Cecilia Payne-Gaposchkin, original name in full Cecilia Helena Payne, (born May 10, 1900, Wendover, Eng.—died Dec. 7, 1979, Cambridge, Mass., U.S.) was a British-American astronomer and astrophysicist who found the explanation for the composition of stars in terms of the relative abundance of hydrogen and helium.

 

She began her scientific career with a scholarship to Cambridge University, where she took the course in physics and was inspired by a lecture on how solar eclipse relate to Einstein’s Theory of General Relativity, which gave her the passion for learning and science on physics and astronomy.

Unfortunately, Cambridge did not have a lot of opportunities for women and did not offer them advanced degree. So, she moved to Massachusetts and pursued a doctoral degree in astronomy and started a fellowship at Harvard College Observatory after meeting Harlow Shapley, and American scientist and the head of the Harvard College Observatory.

 

She began her astronomy work by calculating the abundance of chemical elements from stellar spectra and her 1925 thesis, entitled Stellar Atmospheres, was famously described by astronomer Otto Struve as “the most brilliant PhD thesis ever written in astronomy.”

 

When Cecilia Payne began her study of stellar spectra, scientists believed that the relative abundance of elements in the atmospheres of the Sun and the stars was similar to that in Earth’s crust, briefly mean that the star were built like the Earth; but Cecilia proved them wrong.

 

Cecilia had a better knowledge of atomic spectra than most astronomers at the time. She knew that the extremely hot sun would cause atoms to ionize.
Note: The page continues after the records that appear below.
PR #5484, opened 2022-03-14
EVG-15700 SetActiveState accepts a list of tasks

hadjri:
[EVG-15700](https://jira.mongodb.org/browse/EVG-15700)

### Description 
SetActiveState now accepts a list of tasks and performs a bulk DB operation on activating tasks and versions, likely improving performance. This is passed in through setScheduled in our graphql resolvers.
### Testing 
Modified unit tests.


graphql/util.go
```diff
@@ -59,40 +60,48 @@ func getGroupedFiles(ctx context.Context, name string, taskID string, execution
...
+	if tasks == nil {
+		return nil, ResourceNotFound.Send(ctx, errors.Errorf("task IDs %s not found", strings.Join(taskIDs, ",")).Error())
 	}
-	if t.Requester == evergreen.MergeTestRequester && isActive {
-		return nil, InputValidationError.Send(ctx, "commit queue tasks cannot be manually scheduled")
+	taskPtrs := []*task.Task{}
+	for _, t := range tasks {
+		taskPtrs = append(taskPtrs, &t)
+		if t.Requester == evergreen.MergeTestRequester && isActive {
+			return nil, InputValidationError.Send(ctx, "commit queue tasks cannot be manually scheduled")
```
malikchaya2, line 76: Do we want to use a catcher here so that the behavior mimics what the behavior was when we had a for loop in the resolver? Or is returning  when one errors and not attempting to schedule the rest the preferred setup?

model/task_lifecycle.go
```diff
@@ -31,109 +31,114 @@ type StatusChanges struct {
...
+	tasksToActivate := []task.Task{}
+	versionsToActivate := []Version{}
+	for _, t := range tasks {
+		originalTasks := []task.Task{*t}
+		originalTasks = append(originalTasks, *t)
+		if t.DisplayOnly {
+			execTasks, err := task.Find(task.ByIds(t.ExecutionTasks))
 			if err != nil {
-				return errors.Wrapf(err, "error getting tasks '%s' depends on", t.Id)
+				return errors.Wrapf(err, "error getting execution tasks")
```
malikchaya2, line 43: same question about using a catcher

model/version_db.go
```diff
@@ -314,6 +314,27 @@ func VersionUpdateOne(query interface{}, update interface{}) error {
 	)
 }
 
+func ActivateVersions(versions []Version) error {
```
malikchaya2, line 317: since all we need from the Version object is the id, does it make sense to instead take in a []string of version ids?

graphql/util.go
```diff
@@ -59,40 +60,48 @@ func getGroupedFiles(ctx context.Context, name string, taskID string, execution
...
 	usr := mustHaveUser(ctx)
-	t, err := task.FindOneId(taskID)
+	tasks, err := task.FindAll(db.Query(task.ByIds(taskIDs)))
 	if err != nil {
 		return nil, ResourceNotFound.Send(ctx, err.Error())
 	}
-	if t == nil {
-		return nil, ResourceNotFound.Send(ctx, errors.Errorf("task %s not found", taskID).Error())
+	if tasks == nil {
+		return nil, ResourceNotFound.Send(ctx, errors.Errorf("task IDs %s not found", strings.Join(taskIDs, ",")).Error())
```
khelif96, line 70: An array of taskIds would not make for a useful/readable error message Since now there could be thousands of taskIds. Is there something else we could return?

graphql/util.go
khelif96: I would expect all of the tasks in the same version to have the same requester?

graphql/util.go
```diff
@@ -59,40 +60,48 @@ func getGroupedFiles(ctx context.Context, name string, taskID string, execution
...
 	}
-	if t == nil {
-		return nil, ResourceNotFound.Send(ctx, err.Error())
-	}
-	apiTask := restModel.APITask{}
-	err = apiTask.BuildFromService(t)
-	if err != nil {
-		return nil, InternalServerError.Send(ctx, err.Error())
+	if tasks == nil {
+		return nil, ResourceNotFound.Send(ctx, errors.Errorf("task IDs %s not found after active state was set", strings.Join(taskIDs, ",")).Error())
```
khelif96, line 89: Same comment about taskIds in an error.

model/task_lifecycle.go
```diff
@@ -31,109 +31,114 @@ type StatusChanges struct {
...
-		// if the task is being activated and it doesn't override its dependencies
-		// activate the task's dependencies as well
-		tasksToActivate := []task.Task{}
-		if !t.OverrideDependencies {
-			deps, err := task.GetRecursiveDependenciesUp(originalTasks, nil)
+func SetActiveState(caller string, active bool, tasks ...*task.Task) error {
+	tasksToActivate := []task.Task{}
+	versionsToActivate := []Version{}
+	for _, t := range tasks {
+		originalTasks := []task.Task{*t}
```
khelif96, line 38: curious about this syntax. Does this create an array with one task pointer in it?

model/task_lifecycle.go
```diff
@@ -31,109 +31,114 @@ type StatusChanges struct {
...
+		originalTasks = append(originalTasks, *t)
```
khelif96, line 39: why are we appending the same task in to the array?
https://go.dev/play/p/amgkAOS4LnX

khelif96 (changes requested):

graphql/util.go
```diff
@@ -59,40 +60,48 @@ func getGroupedFiles(ctx context.Context, name string, taskID string, execution
 	return &GroupedFiles{TaskName: &name, Files: apiFileList}, nil
 }
 
-func setScheduled(ctx context.Context, sc data.Connector, taskID string, isActive bool) (*restModel.APITask, error) {
+func setScheduled(ctx context.Context, sc data.Connector, isActive bool, taskIDs ...string) ([]*restModel.APITask, error) {
```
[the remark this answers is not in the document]
ablack12: Can we rename this to setManyTasksScheduled ?

graphql/util.go
```diff
@@ -59,40 +60,48 @@ func getGroupedFiles(ctx context.Context, name string, taskID string, execution
...
 	usr := mustHaveUser(ctx)
-	t, err := task.FindOneId(taskID)
+	tasks, err := task.FindAll(db.Query(task.ByIds(taskIDs)))
 	if err != nil {
 		return nil, ResourceNotFound.Send(ctx, err.Error())
 	}
-	if t == nil {
-		return nil, ResourceNotFound.Send(ctx, errors.Errorf("task %s not found", taskID).Error())
+	if tasks == nil {
```
ablack12, line 69: I think we should check if len(tasks) != len(taskIDs) to be logically equivalent

graphql/util.go
ablack12: Might be good in this case to determine which taskIds weren't found and just return those (or at least log them, since yeah there could still be too many to return to the user)

graphql/util.go
```diff
@@ -59,40 +60,48 @@ func getGroupedFiles(ctx context.Context, name string, taskID string, execution
...
+		}
 	}
-	if err = model.SetActiveState(t, usr.Username(), isActive); err != nil {
+	if err = model.SetActiveState(usr.Username(), isActive, taskPtrs...); err != nil {
 		return nil, InternalServerError.Send(ctx, err.Error())
 	}
 
 	// Get the modified task back out of the db
-	t, err = task.FindOneId(taskID)
+	tasks, err = task.FindAll(db.Query(task.ByIds(taskIDs)))
```
ablack12, line 84: Would it make sense to just take in a task list instead of pointers to tasks so we don't have to reconstruct the list?

graphql/util.go
```diff
@@ -59,40 +60,48 @@ func getGroupedFiles(ctx context.Context, name string, taskID string, execution
...
+		if t.Requester == evergreen.MergeTestRequester && isActive {
+			return nil, InputValidationError.Send(ctx, "commit queue tasks cannot be manually scheduled")
+		}
 	}
-	if err = model.SetActiveState(t, usr.Username(), isActive); err != nil {
+	if err = model.SetActiveState(usr.Username(), isActive, taskPtrs...); err != nil {
 		return nil, InternalServerError.Send(ctx, err.Error())
 	}
 
 	// Get the modified task back out of the db
```
ablack12, line 83: nit: tasks

model/task_lifecycle.go
```diff
@@ -31,109 +31,114 @@ type StatusChanges struct {
...
+		if t.DisplayOnly {
+			execTasks, err := task.Find(task.ByIds(t.ExecutionTasks))
```
ablack12, line 41: Can we compile a list of all exec tasks and just query them once?

model/task_lifecycle.go
ablack12: It dereferences the task pointer, so it's just the task object. it's the same as what's in line 35 in the original code

model/task_lifecycle.go
```diff
@@ -31,109 +31,114 @@ type StatusChanges struct {
...
-				return errors.Wrapf(err, "error finding task group '%s'", t.TaskGroup)
+				return errors.Wrapf(err, "error find associated version")
+			}
+			if version == nil {
+				return errors.Errorf("could not find associated version : `%s`", t.Version)
 			}
-			for _, taskInGroup := range tasksInGroup {
-				if taskInGroup.TaskGroupOrder > t.TaskGroupOrder {
-					originalTasks = append(originalTasks, taskInGroup)
+			versionsToActivate = append(versionsToActivate, *version)
```
ablack12, line 94: Let's just keep a list of versionIdsToActivate so that we don't have to keep re-querying the version (especially since these will all commonly be for the same version) -- we can just use this list directly then in ActivateVersions

model/task_lifecycle.go
```diff
@@ -31,109 +31,114 @@ type StatusChanges struct {
...
 			}
 		}
-	} else {
-		return nil
-	}
 
-	if t.IsPartOfDisplay() {
-		if err := UpdateDisplayTaskForTask(t); err != nil {
-			return errors.Wrap(err, "problem updating display task")
+		if err := UpdateBuildAndVersionStatusForTask(t); err != nil {
```
ablack12, line 127: I think it doesn't work to call this before actually activating/deactivating the tasks. But also we really only need to call this once per build so we could keep a list of builds that tasksToActivate belongs to, and then iterate through that after the final if/else.

ablack12 (changes requested):

graphql/resolvers.go
```diff
@@ -2673,13 +2673,12 @@ func (r *mutationResolver) ScheduleUndispatchedBaseTasks(ctx context.Context, pa
...
 
+	taskIDs := make([]string, len(tasksToSchedule))
 	for taskId := range tasksToSchedule {
-		task, err := setScheduled(ctx, r.sc, taskId, true)
-		if err != nil {
-			return nil, err
-		}
-		scheduledTasks = append(scheduledTasks, task)
+		taskIDs = append(taskIDs, taskId)
 	}
```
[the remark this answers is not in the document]
hadjri: Thanks!

graphql/util.go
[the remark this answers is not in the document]
hadjri: There are a couple places that are going to pass in a single task, and others where a list is passed in.  I used a spread to handle both cases cleanly instead of converting the single task into an array.

graphql/resolvers.go
```diff
@@ -2673,13 +2673,12 @@ func (r *mutationResolver) ScheduleUndispatchedBaseTasks(ctx context.Context, pa
...
+	scheduled, err := setScheduled(ctx, r.sc, true, taskIDs...)
```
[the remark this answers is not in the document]
hadjri: I did this to support a single task string and a list of task strings as input.

graphql/resolvers.go
```diff
@@ -2788,31 +2787,33 @@ func (r *mutationResolver) EnqueuePatch(ctx context.Context, patchID string, com
...
 }
 
 func (r *mutationResolver) UnscheduleTask(ctx context.Context, taskID string) (*restModel.APITask, error) {
-	task, err := setScheduled(ctx, r.sc, taskID, false)
+	scheduled, err := setScheduled(ctx, r.sc, false, taskID)
 	if err != nil {
 		return nil, err
 	}
-	return task, nil
+	if len(scheduled) != 1 {
```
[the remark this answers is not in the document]
hadjri: In the cases where we are processing a single task in we'd only ever want 1 task to be returned, so yes that'd be the only valid state to receive an array of length 1 (now that setScheduled returns an array).  However it is a little unconventional if statement, I'll change it to if len(scheduled) == 0 to be less confusing.

model/task_lifecycle.go
hadjri: I believe it would interfere with this block: https://github.com/evergreen-ci/evergreen/blob/main/model/task_lifecycle.go#L49

Where we are computing the dependencies of a single display task + all its execution tasks in one batch.  If we retrieved all of the relevant execution tasks for all tasks at once, I think we could be recomputing the same dependencies over and over again and adding them to the list.

model/task_lifecycle.go
hadjri: Sgtm, since if it failed halfway through the loop there would be a subset of activated tasks anyway. Would likely be a bit more resilient.

graphql/util.go
```diff
@@ -58,40 +58,60 @@ func getGroupedFiles(ctx context.Context, name string, taskID string, execution
...
+			"message":    "could not find all tasks",
+			"taskIds":    taskIDs,
+			"foundTasks": tasks,
+		})
+		return nil, ResourceNotFound.Send(ctx, errors.New("tasks not found").Error())
+	}
+	catcher := grip.NewBasicCatcher()
+	for _, t := range tasks {
+		if t.Requester == evergreen.MergeTestRequester && isActive {
+			catcher.Add(InputValidationError.Send(ctx, "commit queue tasks cannot be manually scheduled"))
```
malikchaya2, line 78: I may have been wrong suggesting a catcher in this case considering Mohamed's comment that we would expect all of the tasks in the same version to have the same requester. We may want to just return the error in this case.

model/version_db.go
```diff
@@ -315,6 +315,23 @@ func VersionUpdateOne(query interface{}, update interface{}) error {
 	)
 }
 
+func ActivateVersions(versions []string) error {
```
malikchaya2, line 318: Can we please call these versionIds instead of versions?

malikchaya2 (approved):

model/task_lifecycle.go
```diff
@@ -31,111 +31,123 @@ type StatusChanges struct {
...
+				deps, err := task.GetRecursiveDependenciesUp(originalTasks, nil)
+				if err != nil {
+					catcher.Add(errors.Wrapf(err, "error getting tasks '%s' depends on", t.Id))
+				}
+				if t.IsPartOfSingleHostTaskGroup() {
+					for _, dep := range deps {
+						// reset any already finished tasks in the same task group
+						if dep.TaskGroup == t.TaskGroup && t.TaskGroup != "" && dep.IsFinished() {
+							if err = resetTask(dep.Id, caller, false); err != nil {
+								catcher.Add(errors.Wrapf(err, "error resetting dependency '%s'", dep.Id))
```
ablack12, line 65: catcher.Wrapf

model/task_lifecycle.go
```diff
@@ -31,111 +31,123 @@ type StatusChanges struct {
...
+			}
+			if t.Requester == evergreen.MergeTestRequester {
+				if err = DequeueAndRestartForTask(nil, &t, message.GithubStateError, caller, fmt.Sprintf("deactivated by '%s'", caller)); err != nil {
+					catcher.Add(err)
+				}
 			}
-		} else {
 			tasksToActivate = append(tasksToActivate, originalTasks...)
+		} else {
+			return nil
```
ablack12, line 115: Shouldn't we continue to the next item in the loop?

model/task_lifecycle.go
```diff
@@ -31,111 +31,123 @@ type StatusChanges struct {
...
-		}
-	} else {
-		return nil
 	}
 
-	if t.IsPartOfDisplay() {
-		if err := UpdateDisplayTaskForTask(t); err != nil {
-			return errors.Wrap(err, "problem updating display task")
+	for b := range buildIdsSet {
+		t := buildToTaskMap[b]
```
ablack12, line 145: Do we need both buildIdsSet and buildToTaskMap? Seems like we could just iterate through buildToTaskMap instead

ablack12 (changes requested):

model/task_lifecycle.go
hadjri: I had assumed that the ActivatedBy field would not change for any of the tasks in the list, and since the caller / active parameters do not change it'd be best to return early here (same setup as before this implementation).

graphql/util.go
```diff
@@ -58,40 +58,77 @@ func getGroupedFiles(ctx context.Context, name string, taskID string, execution
...
-		return nil, ResourceNotFound.Send(ctx, errors.Errorf("task %s not found", taskID).Error())
+	if len(tasks) != len(taskIDs) {
+		foundTaskIds := []string{}
+		for _, ft := range tasks {
+			foundTaskIds = append(foundTaskIds, ft.Id)
+		}
+		missingTaskIds := sliceDifference(taskIDs, foundTaskIds)
+		grip.Error(message.Fields{
+			"message":      "could not find all tasks",
+			"missingTasks": missingTaskIds,
```
ablack12, line 75: nit: we typically do snake case for grip statements so missing_tasks

graphql/util.go
```diff
@@ -58,40 +58,77 @@ func getGroupedFiles(ctx context.Context, name string, taskID string, execution
...
-	if t == nil {
-		return nil, ResourceNotFound.Send(ctx, errors.Errorf("task %s not found", taskID).Error())
+	if len(tasks) != len(taskIDs) {
+		foundTaskIds := []string{}
+		for _, ft := range tasks {
+			foundTaskIds = append(foundTaskIds, ft.Id)
+		}
+		missingTaskIds := sliceDifference(taskIDs, foundTaskIds)
+		grip.Error(message.Fields{
+			"message":      "could not find all tasks",
```
ablack12, line 74: This message is slightly generic, can we add a line "function":"setManyTasksScheduled" or something? (Or the new function name if we move it)

graphql/util.go
```diff
@@ -58,40 +58,77 @@ func getGroupedFiles(ctx context.Context, name string, taskID string, execution
...
+func setManyTasksScheduled(ctx context.Context, url string, isActive bool, taskIDs ...string) ([]*restModel.APITask, error) {
 	usr := mustHaveUser(ctx)
-	t, err := task.FindOneId(taskID)
+	tasks, err := task.FindAll(db.Query(task.ByIds(taskIDs)))
 	if err != nil {
 		return nil, ResourceNotFound.Send(ctx, err.Error())
 	}
-	if t == nil {
-		return nil, ResourceNotFound.Send(ctx, errors.Errorf("task %s not found", taskID).Error())
+	if len(tasks) != len(taskIDs) {
```
ablack12, line 67: Should we make a FindAllByIds function that does this logging within it rather than duplicating the logic?

graphql/util.go
```diff
@@ -58,40 +58,77 @@ func getGroupedFiles(ctx context.Context, name string, taskID string, execution
...
+		foundTaskIds := []string{}
+		for _, ft := range tasks {
+			foundTaskIds = append(foundTaskIds, ft.Id)
+		}
+		missingTaskIds := sliceDifference(taskIDs, foundTaskIds)
+		grip.Error(message.Fields{
+			"message":      "could not find all tasks",
+			"missingTasks": missingTaskIds,
+		})
+		return nil, ResourceNotFound.Send(ctx, errors.New("tasks not found").Error())
```
ablack12, line 77: Should we return here and still modify the tasks that we do have?

graphql/util.go
```diff
@@ -58,40 +58,77 @@ func getGroupedFiles(ctx context.Context, name string, taskID string, execution
...
+		}
+		apiTasks = append(apiTasks, &apiTask)
 	}
-	err = apiTask.BuildFromService(url)
-	if err != nil {
-		return nil, InternalServerError.Send(ctx, err.Error())
+	return apiTasks, nil
+}
+
+func sliceDifference(a, b []string) (diff []string) {
```
ablack12, line 121: We actually already have utility.StringSliceSymmetricDifference

model/task_lifecycle.go
ablack12: But the "else if" is related specifically to the task ActivatedBy, so it's possible that the first task would skip the else if because it wasn't activated by the right person, but the second task was.

model/task_lifecycle.go
```diff
@@ -31,111 +31,114 @@ type StatusChanges struct {
...
-				"message": "task is missing distro id",
-				"task_id": t.Id,
-			})
+		if t.IsPartOfDisplay() {
+			if err := UpdateDisplayTaskForTask(&t); err != nil {
+				catcher.Wrap(err, "problem updating display task")
+			}
 		}
+	}
+	if catcher.HasErrors() {
```
ablack12, line 114: We've already handled some resetting and etc above, right? So I'm wondering if we should continue to the lower else/if and status updates, and just return the catcher last.

ablack12 (changes requested):

graphql/util.go
hadjri: Sure

graphql/util.go
hadjri: Was looking for something like this but didn't find it. Thanks!

graphql/util.go
hadjri: Sure, I suppose we can remove the return statement here and just let the grip.error remain.

model/task_lifecycle.go
hadjri: Ah, I had thought the tasks in the submitted batch would all have the same ActivatedBy and that wouldn't be a case to consider.  Ok, changing to continue in this case.

model/task_lifecycle.go
hadjri: True since we are already resetting and potentially dequeuing / restarting some tasks in this block it would probably be better if we allow all of our status updates run for the tasks that do get collected successfully instead of prematurely returning an err.

graphql/util.go
hadjri: Actually I might still error if we find no tasks at all because otherwise the output will be '"status": "started"' which isn't accurate.

ablack12 (approved):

She used the equation of an equilibrium of physicist Meghnad Saha on the ionization of atoms to prove that different ionization states would show up as different absorption lines -light frequency-  on the stellar spectra, figuring out how many electrons the atoms had and the elements to which these ions could belong.

 

She then discovered that the sun is made mostly of the hydrogen and helium and she found similar results to other stars. Cecilia came into conclusion that, unlike on Earth, hydrogen and helium are the dominant elements of the Sun and stars; confirmed to the fraction elements in Milky Way Galaxy that 74% is hydrogen, 24% is helium and the 2% left are all the remaining elements – which proven that Cecilia’s result was right.

 

Henry Norris Russell, an American astronomer strongly opposed to this conclusion and told her it was “impossible”, but many other astronomers and the scientific community  has read her paper that was turned into a book, Stellar Atmosphere, and realized that she was totally truely correct.

 

Cecilia Payne made a long journey to prominence in a scientific community that resent to women. Besides, Cecilia accomplishments, being a women meant she was only recognized as a technical assistant who worked at Harvard with her husband, Sergel Gaposchkin. She faced many challenges and arguments within other female scientist who opposed her thesis.

Eventually, in 1956, Cecilia Payne-Gaposchkin, a pioneering astrophysicist and probably the most eminent woman astronomer of all time, became the first female professor in astronomy and her works has made a lot of people understand and discover something new about the universe for decades since she died in Cambridge, Massachusetts, on December 7, 1979.